The good news for income investors is that there are a large number of dividend shares to choose from on the Australian share market.
Two that have done enough to impress analysts at Morgans are listed below. Here's why they have been rated as buys:
GQG Partners Inc (ASX: GQG)
The first ASX dividend share for income investors to look at is fund manager GQG Partners. Morgans has an add rating and $1.93 price target on its shares.
The broker believes its shares could be great value right now, particularly in comparison to peers. It commented:
GQG's strong relative investment outperformance through the current market weakness should solidify the near-term flows outflow. GQG has diversified earnings (by strategy and clients); solid performance track-record; and ongoing growth prospects. In our view, the current ~12x PE (versus a sector med-term average of ~16x) is attractive.
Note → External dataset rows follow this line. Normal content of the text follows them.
PR #1905, opened 2017-10-31
Fix z/TPF unique build error for ELFObjectFileGenerator.cpp

jjohnst-us:
Minor update to assist z/TPF platorm in compiling 
ELFObjectFileGenerator.cpp 

### DIFF
--- a/compiler/codegen/ELFObjectFileGenerator.cpp
+++ b/compiler/codegen/ELFObjectFileGenerator.cpp
@@ -21,6 +21,7 @@
 
 #if defined(LINUX)
 
+#include <stdio.h>
 #include <string.h>
 #include <unistd.h>                     // for getpid, pid_t
 #include "codegen/ELFObjectFileGenerator.hpp"


0xdaryl:
Could you elaborate on what the "unique build error" is?  Perhaps the problem can be fixed by reworking the code rather than introducing a zTPF-specific macro.

jjohnst-us:
z/TPF is an ebcdic platform.

So we make use of an a2e environment similar to z/OS where segments are compiled with intermediary standard headers which redefine printf (eg) to atoe_printf and links to a library which has logic to translate function parameters and function returns making it transparent to the compiled unit.  (no updates required in theory).

However, C++ standard library include file also undefine symbols as part of namespace definitions for standard functions, and it doesn't play well with this library.

So we get something like:
In file included from /ztpf/commit/opensource/include46/g++/ext/string_conversions.h:39:0,
                 from /ztpf/commit/opensource/include46/g++/bits/basic_string.h:2756,
                 from /ztpf/commit/opensource/include46/g++/string:54,
                 from /tpfjava/cleanbuild/jvmupgrade/build/tmp/bld_367600/bld_linux_ztpf_390-64/tr.source/../omr/compiler/codegen/ELFObjectFileGenerator.hpp:31,
                 from /tpfjava/cleanbuild/jvmupgrade/build/tmp/bld_367600/bld_linux_ztpf_390-64/tr.source/../omr/compiler/codegen/ELFObjectFileGenerator.cpp:28:
/projects/jvmport/userfiles/opensource/include46/g++/cstdio:110:11: error: '::fputs' has not been declared
/projects/jvmport/userfiles/opensource/include46/g++/cstdio:123:11: error: '::putc' has not been declared
/projects/jvmport/userfiles/opensource/include46/g++/cstdio:125:11: error: '::puts' has not been declared

It turns out to be a circular header include nightmare.

I was able to pull out the stdarg.h relatively trivially and include it in our a2e stdio.h header.  However the stdio.h circilry dependency looks like it would require an opensource header update to <string>.

It makes it a whole lot easier if we can add the udpate into the omr side, eventhough its a bit odd, but clean.  The only reason we added the OMRZTPF guardmacro is so that in the future it would make a contributor think twice before removing the header.

So if I remove the stadarg.h wold that be a compromise?  It makes our z/TPF maintenance easier.

Thoughts?

jjohnst-us:
Is this okay?

compiler/codegen/ELFObjectFileGenerator.cpp
```diff
@@ -21,6 +21,10 @@
 
 #if defined(LINUX)
 
+#if defined(OMRZTPF)
+#include <stdio.h>
+#endif /* defined(OMRZTPF) */
```
0xdaryl: Can you just include `stdio.h` unconditionally?  This source file does use features found in stdio.h, so it's not wrong to include it regardless of the build target.  Or am I missing something?

jjohnst-us: @0xdaryl So the only reason I added our platform guard macro was so that someone in the future would think twice about removing it but I think that is highly unlikely someone would remove stdio.h.

I removed the guard macros per your request.  Thanks.!

0xdaryl:
Thanks.  Please remember to also fix the spelling of `ELFObjectFileGenerator.cpp` in your commit titles.

0xdaryl:
genie-omr build all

As for dividends, Morgans is expecting dividends per share of 11.4 cents in FY 2023 and then 12.6 cents in FY 2024. Based on the current GQG share price of $1.45, this will mean 7.9% and 8.7% yields, respectively.
Whitehaven Coal Ltd (ASX: WHC)
Another ASX dividend share that Morgans is positive on its Whitehaven Coal. The broker has an add rating and $9.85 price target on the coal miner's shares.
Morgans is very positive on Whitehaven Coal and feels that recent share price weakness has created a buying opportunity for investors. It commented:
Ex M&A, WHC looks far too oversold on the recent NEWC correction (FY23F FCF yield +40%, P/NPV 0.69x). We expect the re-tightening of thermal coal pricing dynamics through April to be a key catalyst for WHC.
In respect to dividends, the broker is expecting a 60 cents per share dividend in FY 2023 and then again in FY 2024. Based on the current Whitehaven Coal share price of $6.97, this implies yields of 8.6% for both years.